During the second week, I ran ‘iostat -x -m 240’ while I ran bonnie++ to see if I could identify the poor performance.
2xEBS RAID0:
avg-cpu: %user %nice %system %iowait %steal %idle
0.02 0.00 0.47 11.99 0.02 87.51
Device: rrqm/s wrqm/s r/s w/s rMB/s wMB/s avgrq-sz avgqu-sz await svctm %util
md0 0.00 0.00 0.00 615.20 0.00 25.42 84.63 0.00 0.00 0.00 0.00
sdi1 0.00 0.06 0.00 307.41 0.00 12.71 84.67 148.55 483.20 3.25 100.02
sdi2 0.00 0.04 0.00 307.60 0.00 12.71 84.61 10.49 34.10 1.19 36.67
sdi3 0.00 0.00 0.00 0.00 0.00 0.00 0.00 0.00 0.00 0.00 0.00
sdi4 0.00 0.00 0.00 0.00 0.00 0.00 0.00 0.00 0.00 0.00 0.00
Notice the particularly poor ‘await’ time of /dev/sdi1, one of the two members of the /dev/md0 RAID0 array. Because of how poorly /dev/sdi1 was performing, the entire /dev/md0 array exhibited poor performance. During a read request, the file file system sends a request to the /dev/md0 device, and mdadm determines that it needs to split the request into two separate requests, one that goes to /dev/sdi1 and /dev/sdi2. If one of the two members of the array is poorly performing, as in this situation, it becomes a bottleneck for the entire array. (As an aside, a few hours after seeing these poor numbers, I re-ran bonnie++ on these 4 EBS volumes, and they were once again fast.)
Conclusions
These tests show a tremendous variability in EBS performance, not just between one EBS volume and another but also within a single EBS, from one point in time to another. Like CPU time on a shared server, an EBS volume's performance is dependent on how busy the entire EC2 ecosystem is. However, AWS guarantees a certain number of CPU cycles and amount of RAM in an EC2 instance; it's not clear that AWS provides a similar guarantee for EBS performance.There are a few key takeways:
- EBS volumes, even several in RAID0, have a throughput limit of 1 gigabit/second on an EC2 instance.

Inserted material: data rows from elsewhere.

PR #796, opened 2026-08-27
fix(codegen|types): run an inherited private constructor for the selected class

### LINKED ISSUE #795: new static() silently skips a private inherited constructor when a subclass is selected
## Summary

`new static()` skips the constructor entirely — no diagnostic, no crash — when the
runtime-selected class is a **descendant** of the lexical class and the constructor it
inherits is **private**. The object is allocated, its property defaults are applied, and the
constructor body never runs.

That combination is the ordinary singleton / static-factory shape, so the failure lands on
code people actually write:

```php
<?php
class Connection {
    private function __construct() { echo "connecting "; }
    public static function make(): static { return new static(); }
    public function ok(): string { return "ok"; }
}
class PooledConnection extends Connection {}

echo PooledConnection::make()->ok(), "\n";
```

PHP 8.5.6:

```
connecting ok
```

elephc:

```
ok
```

Verified on `main` `71b14b8018` (v0.26.5-155-g71b14b8018), macOS ARM64, against PHP 8.5.6.

Three conditions must hold together; changing any one of them makes the constructor run:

Two EBS volumes in RAID0 have the ability to almost max out an instance's EBS I/O channel
- EBS volumes can have random seek times ranging from .5x to 10x+ that of an ephemeral disk
- Ephemeral disks in RAID0 are very fast
- It is advisable to use both a mixture of ephemeral and EBS RAID arrays, depending on the situation
- 4 or 8 EBS volumes in RAID0 seem to be enough to smooth out the peaks and valleys of individual EBS volumes' seek times
- Increasing mdadm RAID0 chunk size to 256k and setting 'blockdev --setra 65536' seems to help sustain I/O throughput even when seek times are bad. Mounting EBS arrays with '-o noatime' should also theoretically help with poor seek performance.